Start of Listed records

PR #102, opened 2022-12-12
Make the driveletter case insensitive using the TarLoader

Miauwkeru:
(DIS-1705)﻿

### DIFF
--- a/tests/conftest.py
+++ b/tests/conftest.py
@@ -90,7 +90,6 @@ def target_win(hive_hklm, fs_win):
     mock_target.registry.map_hive("HKEY_LOCAL_MACHINE", hive_hklm)
 
     mock_target.filesystems.add(fs_win)
-    mock_target.fs.mount("c:", fs_win)
     mock_target.apply()
 
     yield mock_target


tests/conftest.py
```diff
@@ -90,7 +90,7 @@ def target_win(hive_hklm, fs_win):
     mock_target.registry.map_hive("HKEY_LOCAL_MACHINE", hive_hklm)
 
     mock_target.filesystems.add(fs_win)
-    mock_target.fs.mount("C:", fs_win)
+    mock_target.fs.mount("c:", fs_win)
```
Schamper, line 93: Why is this change necessary?

tests/test_tools_shell.py
```diff
@@ -11,4 +11,4 @@ def test_target_cli_ls(target_win, capsys, monkeypatch):
     cli.onecmd("ls")
 
     captured = capsys.readouterr()
-    assert captured.out == "\n".join(["C:", "sysvol"]) + "\n"
+    assert captured.out == "\n".join(["c:", "sysvol"]) + "\n"
```
Schamper, line 14: Why is this change necessary?

tests/conftest.py
Schamper: Why is that? That sounds like a more severe bug and this is a band-aid to fix that?

Schamper: Isn't removing this line then the correct fix? The `WindowsPlugin` will mount the filesystem to the correct letter.

Schamper (approved):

End of Listed records

__Aim of the exercise__.
Copy all lines in the listing above where the string "tests" appears.

__Exercise answer__.
--- a/tests/conftest.py
+++ b/tests/conftest.py
tests/conftest.py
tests/test_tools_shell.py
tests/conftest.py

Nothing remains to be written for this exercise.